§ **THE PROBLEM**: What follows is a listing. Write it all out exactly.

Segment Start: RECORDS TO USE

PR #533, opened 2017-08-23
minor UI fixes

youwenliang:
- Change SF Pro Display to SF Pro Text
- Better align percentage number
- Align copy text with input field
- Make input field url text smaller
- Fix footer social icon bug


dannycoates:
👍

Issue #558, opened 2017-09-08
Home screen icon is blurry


adamopenweb:
Minor issue. When adding to home screen on Android, the icon is kind of blurry.

STR:
1. Open Firefox for Android
2. Navigate to https://send.firefox.com
3. Go to the Firefox Menu, then Page, then Add to Home Screen

Expected Result:
Icon is high res

Actual Result:
Icon is low res (blurry)

(Loving this experiment btw)

ehuggett:
Its not as sharp as it could be for the "tile size" of my home screen, the edges also appear slightly clipped?

send.firefox.com offers two icon files, a 16x16px image with a white background and a 32x32px png with a transparent background. I assume we're both ended up with the transparent logo on our home screens? (I used a Firefox nightly)

note: the 16x16px favicon was removed in 53e8229 and is not available from send.dev.mozaws.net

sevaan:
It looks like the actual asset is blurry, probably due to it's size: https://send.firefox.com/favicon-32x32.48de2a43.png

According to [some research](http://www.emergeinteractive.com/insights/detail/The-Essentials-of-FavIcons-in-2017), a 32x32 icon just isn't good enough for the purposes of desktop/homescreen shortcuts. It turns out you need 13 different sizes to cover most cases.

<img width="752" alt="image" src="https://user-images.githubusercontent.com/473531/30446762-144ea964-9958-11e7-99d2-6ecc678caf36.png">

[You can find these icons sizes zipped up here.](https://github.com/mozilla/send/files/1304057/send.favicons.zip)

ehuggett:
Is send_logo.svg the source of ultimate truth for the logo? 🐵  

- According the to svg data the send logo should be `#3E3D40` but i see `#4f4e51` in favicon-228.png?
- The edges of the cloud appear a little clipped/flat, but my exports are the same, this seems to be as simple as we can't show a nice curve at these resolutions. Its a real shame we can't just use the svg for the favicon http://caniuse.com/#feat=link-icon-svg

Dimensions
- This image (svg imported and scaled to 228x205, place centred on a 228x228 canvas by **GIMP**) shows both with favicon-228.png coloured to blue and send_logo.svg to green (overlaps are darker).
![send_logo_diff_multiply](https://user-images.githubusercontent.com/8090731/30459256-79b97b04-99a7-11e7-97c0-85c34b82132f.png)


- SVG file exported by **Inkscape** (canvas _not_ resized to 228x228, image is 228x205)
[...]

PR #571, opened 2017-09-15
Centre logo

ehuggett:
Related to #558

Centre the Send logo within the image


ericawright:
Can you explain a bit more what has changed in this? I read through the bug, but I don't fully understand what was decided upon

ehuggett:
Sure, thanks for looking at this (its just a nit for the current usage of the logo, a couple of pixels or so off!)

The only addition should be ```transform="translate(-0.231,0.11948695)``` (its all on one line, so the github diff is not very useful).

https://developer.mozilla.org/en-US/docs/Web/SVG/Attribute/transform
https://developer.mozilla.org/en-US/docs/Web/SVG/Tutorial/Basic_Transformations#Translation (has a better example for translate)

I believe this results in `0.231` being subtracted from all of the X coordinates and `0.11948695` added to all of the Y coordinates that describe the shape of the send logo within the 30 by 27 grid used. (This Moves it to the left and down slightly, Centring it more precisely than it was before)

The difference this makes can be seen at higher resolutions such as the images in [this comment](https://github.com/mozilla/send/issues/558#issuecomment-329808836), there are no visual differences at lower resolutions (they seem to be pixel for pixel identical at 30x27, as best as I can tell with GIMP)

The transform/translate could be removed by rewriting all of the coordinates to their new values, but I didn't manage to do this at the time with Inkscape. I don't think it was deemed necessary, but if you want I can have a look into doing this

ericawright:
Thank you for explaining. I can't really detect the difference myself, but it's been approved by Sevaan and it hasn't broken anything, so it's good by me 👍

Segment End: RECORDS TO USE

§ **ANSWER BOX**:
PR #533, opened 2017-08-23
minor UI fixes

youwenliang:
- Change SF Pro Display to SF Pro Text
- Better align percentage number
- Align copy text with input field
- Make input field url text smaller
- Fix footer social icon bug


dannycoates:
👍

Issue #558, opened 2017-09-08
Home screen icon is blurry


adamopenweb:
Minor issue. When adding to home screen on Android, the icon is kind of blurry.

STR:
1. Open Firefox for Android
2. Navigate to https://send.firefox.com
3. Go to the Firefox Menu, then Page, then Add to Home Screen

Expected Result:
Icon is high res

Actual Result:
Icon is low res (blurry)

(Loving this experiment btw)

ehuggett:
Its not as sharp as it could be for the "tile size" of my home screen, the edges also appear slightly clipped?

send.firefox.com offers two icon files, a 16x16px image with a white background and a 32x32px png with a transparent background. I assume we're both ended up with the transparent logo on our home screens? (I used a Firefox nightly)

note: the 16x16px favicon was removed in 53e8229 and is not available from send.dev.mozaws.net

sevaan:
It looks like the actual asset is blurry, probably due to it's size: https://send.firefox.com/favicon-32x32.48de2a43.png

According to [some research](http://www.emergeinteractive.com/insights/detail/The-Essentials-of-FavIcons-in-2017), a 32x32 icon just isn't good enough for the purposes of desktop/homescreen shortcuts. It turns out you need 13 different sizes to cover most cases.

<img width="752" alt="image" src="https://user-images.githubusercontent.com/473531/30446762-144ea964-9958-11e7-99d2-6ecc678caf36.png">

[You can find these icons sizes zipped up here.](https://github.com/mozilla/send/files/1304057/send.favicons.zip)

ehuggett:
Is send_logo.svg the source of ultimate truth for the logo? 🐵  

- According the to svg data the send logo should be `#3E3D40` but i see `#4f4e51` in favicon-228.png?
- The edges of the cloud appear a little clipped/flat, but my exports are the same, this seems to be as simple as we can't show a nice curve at these resolutions. Its a real shame we can't just use the svg for the favicon http://caniuse.com/#feat=link-icon-svg

Dimensions
- This image (svg imported and scaled to 228x205, place centred on a 228x228 canvas by **GIMP**) shows both with favicon-228.png coloured to blue and send_logo.svg to green (overlaps are darker).
![send_logo_diff_multiply](https://user-images.githubusercontent.com/8090731/30459256-79b97b04-99a7-11e7-97c0-85c34b82132f.png)


- SVG file exported by **Inkscape** (canvas _not_ resized to 228x228, image is 228x205)
[...]

PR #571, opened 2017-09-15
Centre logo

ehuggett:
Related to #558

Centre the Send logo within the image


ericawright:
Can you explain a bit more what has changed in this? I read through the bug, but I don't fully understand what was decided upon

ehuggett:
Sure, thanks for looking at this (its just a nit for the current usage of the logo, a couple of pixels or so off!)

The only addition should be ```transform="translate(-0.231,0.11948695)``` (its all on one line, so the github diff is not very useful).

https://developer.mozilla.org/en-US/docs/Web/SVG/Attribute/transform
https://developer.mozilla.org/en-US/docs/Web/SVG/Tutorial/Basic_Transformations#Translation (has a better example for translate)

I believe this results in `0.231` being subtracted from all of the X coordinates and `0.11948695` added to all of the Y coordinates that describe the shape of the send logo within the 30 by 27 grid used. (This Moves it to the left and down slightly, Centring it more precisely than it was before)

The difference this makes can be seen at higher resolutions such as the images in [this comment](https://github.com/mozilla/send/issues/558#issuecomment-329808836), there are no visual differences at lower resolutions (they seem to be pixel for pixel identical at 30x27, as best as I can tell with GIMP)

The transform/translate could be removed by rewriting all of the coordinates to their new values, but I didn't manage to do this at the time with Inkscape. I don't think it was deemed necessary, but if you want I can have a look into doing this

ericawright:
Thank you for explaining. I can't really detect the difference myself, but it's been approved by Sevaan and it hasn't broken anything, so it's good by me 👍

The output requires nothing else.